Check each line of the material below for "PixelProcessUnit", then copy the ones that contain it.

**GIVEN RECORDS**
Start of Block
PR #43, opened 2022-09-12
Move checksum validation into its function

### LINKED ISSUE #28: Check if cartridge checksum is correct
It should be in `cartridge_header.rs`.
End of Block
Start of Block
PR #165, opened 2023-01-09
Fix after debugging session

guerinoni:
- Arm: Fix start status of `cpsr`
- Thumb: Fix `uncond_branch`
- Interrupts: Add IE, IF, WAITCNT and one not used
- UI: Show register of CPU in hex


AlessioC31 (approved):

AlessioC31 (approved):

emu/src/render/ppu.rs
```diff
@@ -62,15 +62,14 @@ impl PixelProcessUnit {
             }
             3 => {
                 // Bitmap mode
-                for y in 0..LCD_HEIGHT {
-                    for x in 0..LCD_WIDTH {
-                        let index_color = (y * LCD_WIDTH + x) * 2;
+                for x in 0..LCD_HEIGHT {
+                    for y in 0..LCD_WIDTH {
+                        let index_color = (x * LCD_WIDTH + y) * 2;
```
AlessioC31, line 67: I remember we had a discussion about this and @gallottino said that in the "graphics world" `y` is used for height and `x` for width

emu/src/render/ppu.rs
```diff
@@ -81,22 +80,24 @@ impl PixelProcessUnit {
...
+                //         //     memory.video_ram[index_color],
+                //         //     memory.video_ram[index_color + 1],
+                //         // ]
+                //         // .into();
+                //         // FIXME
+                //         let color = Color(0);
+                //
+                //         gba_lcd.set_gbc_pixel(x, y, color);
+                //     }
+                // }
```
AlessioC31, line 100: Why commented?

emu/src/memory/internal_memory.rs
End of Block
**EXERCISE ANSWER**
@@ -62,15 +62,14 @@ impl PixelProcessUnit {
@@ -81,22 +80,24 @@ impl PixelProcessUnit {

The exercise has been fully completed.